Approach: Let’s factorize numbers from 2 to 10.

2 = 2
3 = 3
4 = 2²
5 = 5
6 = 2 * 3
7 = 7
8 = 2³
9 = 3²
10 = 2 * 5

If a number is divisible by all the numbers from 2 to 10, its factorization should contain 2 at least in the power of 3, 3 at least in the power of 2, 5 and 7 at least in the power of 1. So it can be written as:

x * 2³ * 3² * 5 * 7 i.e. x * 2520.

So any number divisible by 2520 is divisible by all the numbers from 2 to 10. So, the count of such numbers is N / 2520.

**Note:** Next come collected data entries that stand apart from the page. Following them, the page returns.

PR #3868, opened 2025-02-14
build: add cargo workspace

abhilashshetty04:


.github/workflows/rust.yaml
```diff
@@ -50,11 +50,4 @@ jobs:
...
       - name: Build rust binaries
-        if: steps.changes.outputs.rust == 'true'
-        run: nix-shell --run "./scripts/rust/builder.sh"
-      - name: Ensure Cargo.lock is up to date
-        run: |
-          if git diff --name-only | grep -q 'Cargo.lock'; then
-            echo "Cargo.lock is not up to date!"
-            exit 1
-          fi
+        run: nix-shell --run "cargo build --bins"
```
tiagolobocastro, line 54: not sure why you're modifying this?

scripts/rust/builder.sh
tiagolobocastro, line 1: And this

tiagolobocastro (changes requested):

.github/workflows/rust.yaml
abhilashshetty04: Ohh, ill `keep Ensure Cargo.lock up to date`. We wont run the builder.sh as we have Cargo.toml in root now. `nix-shell --run "cargo build --bins"` was there previously also.

scripts/rust/builder.sh
abhilashshetty04: We dont need this right? Since it just does cargo build on plugin pkg.

Cargo.toml
```diff
@@ -0,0 +1,7 @@
+[workspace]
+members = [
+    "plugin",
+]
+
+exclude = ["./mayastor"]
+resolver = "1"
```
Abhinandan-Purkait: Add blank line

Abhinandan-Purkait (approved):

.github/workflows/rust.yaml
niladrih: Does this work without the cd?

tiagolobocastro (approved):

niladrih (approved):

.github/workflows/rust.yaml
abhilashshetty04: Yes it runs on root. We can Cargo.toml there.

PR #3876, opened 2025-02-27
rename flag kube-config-path to kubeconfig

abhilashshetty04:


plugin/src/main.rs
```diff
@@ -27,29 +27,29 @@ impl CliArgs {
...
             None => {
-                let client = kube_proxy::client_from_kubeconfig(args.kube_config_path.clone())
+                let client = kube_proxy::client_from_kubeconfig(args.kubeconfig.clone())
                     .await
                     .map_err(|err| anyhow::anyhow!("{err}"))?;
                 client.default_namespace().to_string()
             }
         };
-        let path = args.kube_config_path.clone();
+        let path = args.kubeconfig.clone();
```
tiagolobocastro, line 36: hmm I think we also need to modify mayastor kube_config_path to be defined in the binary cli args and copied in. Otherwise this will clash.

abhilashshetty04: Now we have same flag in mayastor arg also.

tiagolobocastro (approved):

niladrih (approved):

PR #3886, opened 2025-03-21
add checkout submodule to release script

abhilashshetty04:
We need to checkout submodule as we use script from submodule in later steps.

### DIFF
--- a/.github/workflows/publish-release-artifacts.yml
+++ b/.github/workflows/publish-release-artifacts.yml
@@ -17,6 +17,8 @@ jobs:
           echo "ShouldUpdateKrew:"${{ !github.event.release.prerelease && (steps.latest-release.outputs.latestTag == github.event.release.tag_name) }}
           echo "latestTag=$LATEST_VERSION" >> "$GITHUB_OUTPUT"
       - uses: actions/checkout@v4
+        with:
+          submodules: recursive
       - name: Download Artifacts
         run: |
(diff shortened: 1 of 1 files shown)


Abhinandan-Purkait (approved):

.github/workflows/publish-release-artifacts.yml
```diff
@@ -17,6 +17,9 @@ jobs:
           echo "ShouldUpdateKrew:"${{ !github.event.release.prerelease && (steps.latest-release.outputs.latestTag == github.event.release.tag_name) }}
           echo "latestTag=$LATEST_VERSION" >> "$GITHUB_OUTPUT"
       - uses: actions/checkout@v4
+        with:
+          fetch-depth: 0
```
tiagolobocastro: history is not needed?

tiagolobocastro (approved):

.github/workflows/publish-release-artifacts.yml
abhilashshetty04: Wont we need all commits? Without this i think it pulls only latest commit?

tiagolobocastro: Why do we need all commits here? We're not interacting with the git history right?

abhilashshetty04: Ohh, Does it merge all commits into one commit. Just want to make sure all changes will be pulled.

Issue #3835, opened 2025-01-17
Support branches and version independence


niladrih:
On the openebs/openebs repo, it's not possible to release patch versions of an older minor release, after the release of an newer minor version.
This was the case with the LocalPV's as well. The newer CI on the LocalPVs support release of patches for older release. Would be good to have this on the openebs/openebs repo also.

pchandra19:
PR : https://github.com/openebs/openebs/pull/3888 is up for review

pchandra19:
Based on the discussion , we decided to change the stragey for this and use workflow_dispatch entirely. PR : https://github.com/openebs/openebs/pull/3906

PR #3888, opened 2025-03-25
chore(ci): adding branch preparation workflow and scripts

pchandra19:
This PR addresses https://github.com/openebs/openebs/issues/3835

The workflow creates release branch based on user input and updates the dependencies versions accordingly.


.github/workflows/release-workflow-dispatcher.yml
```diff
@@ -0,0 +1,284 @@
...
+          labels: |
+            prepare-release-branch
+            automated-pr
+          draft: false
+          signoff: true
+          branch: "create-pull-request/patch-${{ github.event.inputs.release-branch }}"
+          token: ${{ secrets.GITHUB_TOKEN }}
+
+  update_develop_branch_on_release_branch_creation:
+    runs-on: ubuntu-22.04
```
tiagolobocastro: Why is previous on ubuntu-latest and this on 22.04?

.github/workflows/release-workflow-dispatcher.yml
```diff
@@ -0,0 +1,284 @@
...
+          branch_name=${{ github.event.inputs.release-branch }}
+          nix-shell --pure --run "./scripts/helm/update-chart-version.sh --branch $branch_name --type release --chart-version ${VERSION}-develop  --localpv-provisioner-version ${LOCALPV_PROVISIONER_VERSION} --zfs-localpv-version ${ZFS_LOCALPV_VERSION} --lvm-localpv-version ${LVM_LOCALPV_VERSION} --mayastor-version ${MAYASTOR_VERSION}" ./shell.nix
+        env:
+          VERSION: ${{ github.event.inputs.helm-version }}
+          LOCALPV_PROVISIONER_VERSION: ${{ github.event.inputs.localpv-provisioner-version }}
+          ZFS_LOCALPV_VERSION: ${{ github.event.inputs.zfs-localpv-version }}
+          LVM_LOCALPV_VERSION: ${{ github.event.inputs.lvm-localpv-version }}
+          MAYASTOR_VERSION: ${{ github.event.inputs.mayastor-version }}
+
+        #   yq -i ".version = \"${VERSION}-prerelease\" | .appVersion = \"${APP_VERSION}-prerelease\"" charts/Chart.yaml
```
tiagolobocastro: Remove if unused

.github/workflows/release-workflow-dispatcher.yml
```diff
@@ -0,0 +1,284 @@
...
+          echo "NIX_PATH=$NIX_PATH" >> $GITHUB_ENV
+          nix-shell --pure --run "echo" ./shell.nix
+
+      - name: Get dependencies version from develop
+        id: extract-versions
+        run: |
+          GITHUB_API_URL="https://raw.githubusercontent.com"
+
+          # Define output file for GitHub Actions
+          OUTPUT_FILE="$GITHUB_OUTPUT"
```
tiagolobocastro, line 155: nit: why not just use the github variable directly as it's fairly well known?

.github/workflows/release-workflow-dispatcher.yml
```diff
@@ -0,0 +1,284 @@
...
+      - name: Debug extracted versions
+        run: |
+          echo "Extracted LocalPV Provisioner Version: ${{ steps.extract-versions.outputs.localpv_provisioner_version }}"
+          echo "Extracted ZFS LocalPV Version: ${{ steps.extract-versions.outputs.zfs_localpv_version }}"
+          echo "Extracted LVM LocalPV Version: ${{ steps.extract-versions.outputs.lvm_localpv_version }}"
+          echo "Extracted Mayastor Version: ${{ steps.extract-versions.outputs.mayastor_version }}"
+
+      - name: Test the chart version updater script
+        run: |
+          nix-shell --pure --run "./scripts/helm/test-update-chart-version.sh" ./shell.nix
```
tiagolobocastro, line 174: If this is testing the script itself, shouldn't it run on develop CI?

.github/workflows/release-workflow-dispatcher.yml
```diff
@@ -0,0 +1,284 @@
...
+        uses: peter-evans/create-pull-request@v5
+        with:
+          base: develop
+          commit-message: "chore(ci): update helm chart versions and/or git submodules"
+          committer: GitHub <noreply@github.com>
+          author: ${{ github.actor }} <${{ github.actor }}@users.noreply.github.com>
+          title: "Prepare develop branch on ${{ github.ref_name }} creation"
+          labels: |
+            update-develop-branch
+            automated-pr
```
tiagolobocastro: let's pick some labels which match our new labels now, we use k8s like labels

.github/workflows/release-workflow-dispatcher.yml
```diff
@@ -0,0 +1,284 @@
...
+      localpv_provisioner_version: ${{ steps.extract-versions-from-tag.outputs.localpv_provisioner_version }}
+      zfs_localpv_version: ${{ steps.extract-versions-from-tag.outputs.zfs_localpv_version }}
+      lvm_localpv_version: ${{ steps.extract-versions-from-tag.outputs.lvm_localpv_version }}
+      mayastor_version: ${{ steps.extract-versions-from-tag.outputs.mayastor_version }}
+    runs-on: ubuntu-22.04
+    if: github.ref_type == 'tag' && github.event_name == 'push' && !contains(github.ref_name, 'rc')
+    steps:
+      - uses: actions/checkout@v4
+        with:
+          #ref: ${{ github.ref_name }}
```
tiagolobocastro: remove if not needed

.github/workflows/release-workflow-dispatcher.yml
```diff
@@ -0,0 +1,284 @@
...
+          token: ${{ secrets.GITHUB_TOKEN }}
+
+  update_release_branch_after_release:
+    outputs:
+      localpv_provisioner_version: ${{ steps.extract-versions-from-tag.outputs.localpv_provisioner_version }}
+      zfs_localpv_version: ${{ steps.extract-versions-from-tag.outputs.zfs_localpv_version }}
+      lvm_localpv_version: ${{ steps.extract-versions-from-tag.outputs.lvm_localpv_version }}
+      mayastor_version: ${{ steps.extract-versions-from-tag.outputs.mayastor_version }}
+    runs-on: ubuntu-22.04
+    if: github.ref_type == 'tag' && github.event_name == 'push' && !contains(github.ref_name, 'rc')
```
tiagolobocastro: checking just for rc does not seem very robust, probably you want to check properly with the semvertool in a step, something like:

`[ $(semver get release $tag) != $tag ]`

.github/workflows/release-workflow-dispatcher.yml
```diff
@@ -0,0 +1,284 @@
...
+
+      - name: Get dependencies version from release tag
+        id: extract-versions-from-tag
+        run: |
+          GITHUB_API_URL="https://api.github.com/repos"
+
+          # Define output file for GitHub Actions
+          OUTPUT_FILE="$GITHUB_OUTPUT"
+
+          # Fetch and extract versions
```
tiagolobocastro, line 253: Shouldn't we simply remove the -prerelease?
Otherwise this could point the release to an incorrect version. Ex: let's say we release a patch on a previous release, we can't just update the dependencies to their latest.

.github/workflows/release.yml
```diff
@@ -0,0 +1,47 @@
...
+            yq -i '(.dependencies[] | select(.name == "mayastor") | .version) |= sub("-prerelease$", "")' charts/Chart.yaml
+
+      - name: Check if the chart is publishable
+        run: |
+          TAG=${{ github.event.release.tag_name }}
+          nix-shell --pure --run "./scripts/helm/update-chart-version.sh --tag $TAG --publish-release" ./shell.nix
+
+      - name: Install Helm
+        run: |
+            curl https://raw.githubusercontent.com/helm/helm/main/scripts/get-helm-3 | bash
```
tiagolobocastro: what's this for?

.github/workflows/release.yml
```diff
@@ -0,0 +1,47 @@
...
+        run: |
+            yq -i '(.dependencies[] | select(.name == "localpv-provisioner") | .version) |= sub("-prerelease$", "")' charts/Chart.yaml
+            yq -i '(.dependencies[] | select(.name == "zfs-localpv") | .version) |= sub("-prerelease$", "")' charts/Chart.yaml
+            yq -i '(.dependencies[] | select(.name == "lvm-localpv") | .version) |= sub("-prerelease$", "")' charts/Chart.yaml
+            yq -i '(.dependencies[] | select(.name == "mayastor") | .version) |= sub("-prerelease$", "")' charts/Chart.yaml
+
+      - name: Check if the chart is publishable
+        run: |
+          TAG=${{ github.event.release.tag_name }}
+          nix-shell --pure --run "./scripts/helm/update-chart-version.sh --tag $TAG --publish-release" ./shell.nix
```
tiagolobocastro, line 32: this is not enough, since we've updated the versions we have to re-generate the Chart.yaml metadata

.github/workflows/release.yml
```diff
@@ -0,0 +1,47 @@
...
+      - uses: cachix/install-nix-action@v22
+      - name: Pre-populate nix-shell
+        run: |
+          export NIX_PATH=nixpkgs=$(jq '.nixpkgs.url' nix/sources.json -r)
+          echo "NIX_PATH=$NIX_PATH" >> $GITHUB_ENV
+          nix-shell --pure --run "echo" ./shell.nix
+
+      - name: Remove prerelease label from dependencies
+        run: |
+            yq -i '(.dependencies[] | select(.name == "localpv-provisioner") | .version) |= sub("-prerelease$", "")' charts/Chart.yaml
```
tiagolobocastro: you might want to script this as IIRC yq messes with the blank lines or something like that

.github/workflows/release-workflow-dispatcher.yml
pchandra19: updated all to ubuntu-latest.

.github/workflows/release-workflow-dispatcher.yml
pchandra19: Done

.github/workflows/release-workflow-dispatcher.yml
pchandra19: Done.

.github/workflows/release-workflow-dispatcher.yml
pchandra19: This is no longer required as am using the script. I have removed it.

.github/workflows/release-workflow-dispatcher.yml
pchandra19: AFAICT , thats the preferred way of using output variables in steps as opposed to env variable hence the approach.

.github/workflows/release-workflow-dispatcher.yml
pchandra19: It is running on all 3 jobs before helm chart update script.

.github/workflows/release-workflow-dispatcher.yml
pchandra19: Not sure, we remove the '-prerelease' when we create a release. Patch releases won't be marked as latest. Maybe we can discuss this ?

.github/workflows/release.yml
pchandra19: Ah, I was under the impression that the chart-images.yaml (Helm Chart Images CI) would do that. Should I extend the workflow to include 
on:
  release:
    types:
      - "created"
OR 
Do the steps explicitly in this workflow.

.github/workflows/release.yml
pchandra19: sure.

.github/workflows/release-workflow-dispatcher.yml
pchandra19: I have chosen area/helm and kind/ci as the labels

.github/workflows/release-workflow-dispatcher.yml
pchandra19: Also , we can update the versions when the PR is created. It is not an automated merge considering. So once the PR is created it can always be manually edited.

.github/workflows/release-workflow-dispatcher.yml
```diff
@@ -0,0 +1,266 @@
+name: Release Workflow Dispatcher
+on:
+  workflow_dispatch:
+    inputs:
+      openebs-crds-version:
+        required: true
+        default: ""
+      localpv-provisioner-version:
+        required: true
+        default: 4.2.0
```
Abhinandan-Purkait: Will you change the default after every release? Or it's just for example? Shoudn't we just error out if this is empty rather than defaults?

.github/workflows/release-workflow-dispatcher.yml
```diff
@@ -0,0 +1,266 @@
...
+          committer: GitHub <noreply@github.com>
+          author: ${{ github.actor }} <${{ github.actor }}@users.noreply.github.com>
+          title: "Prepare release branch after release ${{ github.ref_name }}"
+          labels: |
+            area/helm
+            kind/ci
+          draft: false
+          signoff: true
+          branch: "create-pull-request/patch-${{ env.BASE }}"
+          token: ${{ secrets.GITHUB_TOKEN }}
```
Abhinandan-Purkait: Blank line?

.github/workflows/release.yml
```diff
@@ -0,0 +1,40 @@
...
+          nix-shell --pure --run "./scripts/helm/update-chart-version.sh --tag $TAG --publish-release" ./shell.nix
+
+      - name: Debug Workflow Directory
+        run: ls -l ./charts
+
+      - name: Publish openebs umbrella helm chart
+        uses: stefanprodan/helm-gh-pages@master
+        with:
+          token: ${{ secrets.GITHUB_TOKEN }}
+          charts_dir: .
```
Abhinandan-Purkait: Blank line?

scripts/helm/test-update-chart-version.sh
```diff
@@ -0,0 +1,96 @@
...
+         --tag "v1.2.3" --dry-run --chart-version "1.2.3-prerelease" --publish-release
+
+run_test "Test 15: Actual release rc tag to modify the chart versions" \
+         "1.2.3-rc" \
+         --tag "v1.2.3-rc" --dry-run --chart-version "1.2.3-prerelease" --publish-release
+
+if [ -n "$FAILED" ]; then
+  echo "Some of the tests have failed..."
+  exit 1
+fi
```
Abhinandan-Purkait: Blank line? Is this test run anywhere in the pipeline?

scripts/helm/update-chart-version.sh
```diff
@@ -0,0 +1,286 @@
...
+  if [[ -n $VERSION ]]; then
+    if [[ -z $DRY_RUN ]];then
+      update_chart_yaml "$VERSION" "$VERSION" "$LOCALPV_PROVISIONER_VERSION" "$ZFS_LOCALPV_VERSION" "$LVM_LOCALPV_VERSION" "$MAYASTOR_VERSION"
+    else
+      echo "$VERSION"
+    fi
+  else
+    die "Failed to update the chart versions"
+  fi
+fi
```
Abhinandan-Purkait: blank line?

scripts/helm/update-dependencies-version-upon-release.sh
```diff
@@ -0,0 +1,74 @@
...
+      exit 0
+      ;;
+    *)
+      help
+      die "Unknown option: $1"
+      ;;
+  esac
+done
+
+update_chart_yaml
```
Abhinandan-Purkait: Blank line.

scripts/helm/validate-chart-version.sh
```diff
@@ -0,0 +1,103 @@
...
+  RELEASE_VERSION=$(extract_major_minor "$BRANCH_NAME")
+  if [[ "$CHART_VERSION" != "$RELEASE_VERSION."*"-prerelease" ]]; then
+    die "Chart version must be in format $RELEASE_VERSION.X-prerelease for release branch"
+  fi
+  if [[ "$APP_VERSION" != "$RELEASE_VERSION."*"-prerelease" ]]; then
+    die "App version must be in format $RELEASE_VERSION.X-prerelease for release branch"
+  fi
+else
+   die "Unknown branch name: $BRANCH_NAME"
+fi
```
Abhinandan-Purkait: Same here.

.github/workflows/release-workflow-dispatcher.yml
pchandra19: No, its just an example of how to set values. All parameters are required. If not provided/empty the workflow won't run and will ask the user to populate the field.

Abhinandan-Purkait (approved):

.github/workflows/release-workflow-dispatcher.yml
tiagolobocastro: So it won't show up as the default value when running the workflow and user still has to manually type it? If so then it's good, otherwise I agree with Abhinandan, I think better to leave empty to avoid mistakes

.github/workflows/release-workflow-dispatcher.yml
tiagolobocastro: Shouldn't it run on develop CI instead?

.github/workflows/release-workflow-dispatcher.yml
tiagolobocastro, line 1: should we break down this file, not all jobd here are triggered by workflow dispatch?

.github/workflows/release-workflow-dispatcher.yml
```diff
@@ -0,0 +1,266 @@
+name: Release Workflow Dispatcher
+on:
+  workflow_dispatch:
+    inputs:
+      openebs-crds-version:
```
tiagolobocastro: Do we need this as input or just set it to openebs version? Can't remember if we keep bumping this or not?

.github/workflows/release-workflow-dispatcher.yml
tiagolobocastro: > Not sure, we remove the '-prerelease' when we create a release. Patch releases won't be marked as latest. Maybe we can discuss this ?

Yeah but the chart without -prerelease is not actually checked in, it's only pushed to the helm registry?

.github/workflows/release.yml
tiagolobocastro: I'm confused, how is extending the chart-image helping here?

.github/workflows/release-workflow-dispatcher.yml
pchandra19: Yes, thats correct. I just followed the design and workflow of other repos. It's the same behaviour across.

.github/workflows/release-workflow-dispatcher.yml
pchandra19: I'll remove the default values and make them empty.

.github/workflows/release-workflow-dispatcher.yml
pchandra19: Not required anymore. We are setting it to openebs version already. Removed.

.github/workflows/release-workflow-dispatcher.yml
pchandra19: I would keep them all in one file. They might not all be triggered by workflow dispatcher but are all part of the branch preparation.

.github/workflows/release.yml
pchandra19: I have extended chart-images.yml to be used as a resubale workflow and calling it from branch preparation to avoid dupilcation of code.

.github/workflows/release-workflow-dispatcher.yml
pchandra19: Done. Included the job in pr.yml

.github/workflows/release-workflow-dispatcher.yml
```diff
@@ -0,0 +1,267 @@
...
+        required: true
+      helm-version:
+        required: true
+      app-version:
+        required: true
+  push:
+    branches:
+      - "release/**"
+    tags:
+      - "v[0-9]+.[0-9]+.[0-9]+**"
```
niladrih, line 23: Branch preparation during tagging?

.github/workflows/release-workflow-dispatcher.yml
```diff
@@ -0,0 +1,267 @@
...
+
+      - name: Modify chart version upon release branch creation.
+        run: |
+          branch_name=${{ github.event.inputs.release-branch }}
+          nix-shell --pure --run "./scripts/helm/update-chart-version.sh --branch $branch_name --type release --chart-version ${VERSION}-develop  --localpv-provisioner-version ${LOCALPV_PROVISIONER_VERSION} --zfs-localpv-version ${ZFS_LOCALPV_VERSION} --lvm-localpv-version ${LVM_LOCALPV_VERSION} --mayastor-version ${MAYASTOR_VERSION}" ./shell.nix
+        env:
+          VERSION: ${{ github.event.inputs.helm-version }}
+          LOCALPV_PROVISIONER_VERSION: ${{ github.event.inputs.localpv-provisioner-version }}
+          ZFS_LOCALPV_VERSION: ${{ github.event.inputs.zfs-localpv-version }}
+          LVM_LOCALPV_VERSION: ${{ github.event.inputs.lvm-localpv-version }}
```
niladrih, line 85: nit: let's call the envs LOCALPV_ZFS_VERSION, LOCALPV_LVM_VERSION, LOCALPV_HOSTPATH_VERSION

.github/workflows/release-workflow-dispatcher.yml
```diff
@@ -0,0 +1,267 @@
...
+          echo "zfs_localpv_version=$(curl -s $GITHUB_API_URL/openebs/zfs-localpv/refs/heads/develop/deploy/helm/charts/Chart.yaml | yq '(.version | sub("-develop$"; ""))')" >> "$OUTPUT_FILE"
+          echo "lvm_localpv_version=$(curl -s $GITHUB_API_URL/openebs/lvm-localpv/refs/heads/develop/deploy/helm/charts/Chart.yaml | yq '(.version | sub("-develop$"; ""))')" >> "$OUTPUT_FILE"
+          echo "mayastor_version=$(curl -s $GITHUB_API_URL/openebs/mayastor-extensions/refs/heads/develop/chart/Chart.yaml | yq '(.version | sub("-develop$"; ""))')" >> "$OUTPUT_FILE"
+
+      - name: Debug extracted versions
+        run: |
+          echo "Extracted LocalPV Provisioner Version: ${{ steps.extract-versions.outputs.localpv_provisioner_version }}"
+          echo "Extracted ZFS LocalPV Version: ${{ steps.extract-versions.outputs.zfs_localpv_version }}"
+          echo "Extracted LVM LocalPV Version: ${{ steps.extract-versions.outputs.lvm_localpv_version }}"
+          echo "Extracted Mayastor Version: ${{ steps.extract-versions.outputs.mayastor_version }}"
```
niladrih, line 170:
```suggestion
          echo "Extracted LocalPV Hostpath Version: ${{ steps.extract-versions.outputs.localpv_provisioner_version }}"
          echo "Extracted LocalPV ZFS Version: ${{ steps.extract-versions.outputs.zfs_localpv_version }}"
          echo "Extracted LocalPV LVM Version: ${{ steps.extract-versions.outputs.lvm_localpv_version }}"
          echo "Extracted Mayastor Version: ${{ steps.extract-versions.outputs.mayastor_version }}"
```

scripts/helm/update-chart-version.sh
```diff
@@ -0,0 +1,276 @@
...
+  diff_out=$(diff -B <(yq '.' "$2") <(yq "$1" "$2"))
+  error=$?
+  if [ "$error" != "0" ] && [ "$error" != "1" ]; then
+    exit "$error"
+  fi
+  if [ -n "$diff_out" ]; then
+    echo "$diff_out" | patch --quiet --no-backup-if-mismatch "$2" -
+  fi
+  set -euo pipefail
+}
```
niladrih, line 69: Could use `source "$ROOT_DIR/mayastor/scripts/utils/yaml.sh"` instead and use the yq_ibl from the extensions repo. See the ./scripts/helm/images.sh script on this repo.

.github/workflows/release.yml
tiagolobocastro: But this won't work, the contents on this job won't get updated

.github/workflows/release-workflow-dispatcher.yml
pchandra19: Yes. On tag (or release creation) we have to move the release branch forward.

.github/workflows/release-workflow-dispatcher.yml
pchandra19: Not fixing at the moment.

.github/workflows/release-workflow-dispatcher.yml
pchandra19: Not fixing at the moment

.github/workflows/release.yml
pchandra19: Added the steps to each workflow.

scripts/helm/update-chart-version.sh
pchandra19: Well, that may be a smart way to do stuff but I'd not like to over complicate stuff for 12 LOC.

.github/workflows/pr.yml
```diff
@@ -20,3 +20,23 @@ jobs:
...
+      - name: Checkout repository
+        uses: actions/checkout@v4
+        with:
+          fetch-depth: 0
+          submodules: recursive
+
+      - uses: cachix/install-nix-action@v22
+      - name: Pre-populate nix-shell
+        run: |
+              export NIX_PATH=nixpkgs=$(jq '.nixpkgs.url' nix/sources.json -r)
```
tiagolobocastro: seems too indented compare to usual

.github/workflows/release-workflow-dispatcher.yml
```diff
@@ -0,0 +1,321 @@
...
+          LOCALPV_PROVISIONER_VERSION: ${{ steps.extract-versions.outputs.localpv_provisioner_version }}
+          ZFS_LOCALPV_VERSION: ${{ steps.extract-versions.outputs.zfs_localpv_version }}
+          LVM_LOCALPV_VERSION: ${{ steps.extract-versions.outputs.lvm_localpv_version }}
+          MAYASTOR_VERSION: ${{ steps.extract-versions.outputs.mayastor_version }}
+
+      - name: Pre-populate helm nix-shell
+        run: nix-shell ./scripts/helm/shell.nix --run "echo"
+
+      - name: Generate image list
+        run: nix-shell ./scripts/helm/shell.nix --run "./scripts/helm/images.sh generate --dependency-update --exit-code"
```
tiagolobocastro: Don't think we want to use exit-code here since we actually want to modify the metadata here, otherwise this would fail?

scripts/helm/update-chart-version.sh
```diff
@@ -0,0 +1,276 @@
...
+      ;;
+  esac
+done
+
+# # Validate required arguments
+# if [[ -z "$LOCALPV_PROVISIONER_VERSION" || -z "$ZFS_LOCALPV_VERSION" || -z "$LVM_LOCALPV_VERSION" || -z "$MAYASTOR_VERSION" ]]; then
+#   echo "Error: All mandatory dependencies versions must be provided."
+#   help
+#   exit 1
+# fi
```
tiagolobocastro: Remove if not needed

tiagolobocastro (commented):
Pls check the exit-code comment, would be good if you could test this on a fork

scripts/helm/update-chart-version.sh
pchandra19: Done.

.github/workflows/pr.yml
pchandra19: Fixed.

pchandra19:
I am closing this PR , have created https://github.com/openebs/openebs/pull/3906 with the workflow dispatch as discussed.

PR #3901, opened 2025-04-09
fix for breaking change on nix build

abhilashshetty04:


r1jt (approved):

niladrih (approved):
This is a good idea, until openebs-upgrade has its own nix-build target.

PR #3902, opened 2025-04-10
Fix the plugin scripted build

tiagolobocastro:
ci: build the upgrade crate
    
    Ensures that doesn't break by accident.
    
---

    ci: run release.sh on pr test
    
    We should really look into refactoring the release.sh to use the utils
    build for the plugin, maybe using a new argument to avoid breaking changes.
    Also we should check if we still need the older build model, or can the
    utils be adopted as the default build?
    
---

    fix(plugin): use correct paths for build


abhilashshetty04 (approved):

.github/workflows/pr.yml
```diff
@@ -20,3 +20,50 @@ jobs:
...
+      - uses: actions/checkout@v4
+        with:
+          submodules: 'recursive'
+      - uses: DeterminateSystems/nix-installer-action@v14
+        if: needs.plugin-changed.outputs.rust_changed == 'true'
+      - name: Test building the static binaries
+        if: needs.plugin-changed.outputs.rust_changed == 'true'
+        # todo: modify downstream release.sh to build plugin via utils
+        #  perhaps it's time to rename utils or convert all to the utils build
+        run: nix-build -A utils.debug.x86_64.linux-musl.kubectl-openebs --arg incremental false
```
abhilashshetty04, line 57: We have this already

https://github.com/openebs/openebs/blob/develop/.github/workflows/pr-build.yml#L33

tiagolobocastro: Yes, I simply combined multiple PR files in 1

Below is the implementation of the above approach:

C++

// C++ implementation of the approach
#include <bits/stdc++.h>
using namespace std;
 
// Function to return the count of numbers
// from 1 to n which are divisible by
// all the numbers from 2 to 10
int countNumbers(int n)
{
    return (n / 2520);
}
 
// Driver code
int main()
{
    int n = 3000;
    cout << countNumbers(n);
 
    return 0;
}

Java

// Java implementation of the approach
class GFG
{
 
// Function to return the count of numbers 
// from 1 to n which are divisible by 
// all the numbers from 2 to 10 
static int countNumbers(int n) 
{ 
    return (n / 2520); 
} 
 
// Driver code 
public static void main(String args[])
{ 
    int n = 3000; 
    System.out.println(countNumbers(n)); 
} 
}
 
// This code is contributed by Arnab Kundu

Python3

# Python3 implementation of the approach
 
# Function to return the count of numbers
# from 1 to n which are divisible by
# all the numbers from 2 to 10
 
def countNumbers(n):
    return n // 2520
 
# Driver code
n = 3000
print(countNumbers(n))
 
# This code is contributed
# by Shrikant13

C#

// C# implementation of the approach
using System;
 
class GFG
{
 
// Function to return the count of numbers 
// from 1 to n which are divisible by 
// all the numbers from 2 to 10 
static int countNumbers(int n) 
{ 
    return (n / 2520); 
} 
 
// Driver code 
public static void Main(String []args)
{ 
    int n = 3000; 
    Console.WriteLine(countNumbers(n)); 
} 
}
 
// This code is contributed by Arnab Kundu

PHP

<?php
// PHP implementation of the approach
 
// Function to return the count of numbers 
// from 1 to n which are divisible by 
// all the numbers from 2 to 10 
function countNumbers($n) 
{ 
    return (int)($n / 2520); 
} 
 
// Driver code 
$n = 3000; 
echo(countNumbers($n)); 
 
// This code is contributed
// by Code_Mech.
?>

Javascript

<script>
 
// Javascript implementation of the approach
 
// Function to return the count of numbers 
// from 1 to n which are divisible by 
// all the numbers from 2 to 10 
function countNumbers(n) 
{ 
    return (n / 2520); 
} 
 
// Driver code
var n = 3000; 
         
// Function call
document.write(Math.round(countNumbers(n))); 
 
// This code is contributed by Ankita saini
 
</script>

Output:

Time Complexity: O(1), since there is a basic arithmetic operation that takes constant time.
Auxiliary Space: O(1), since no extra space has been taken.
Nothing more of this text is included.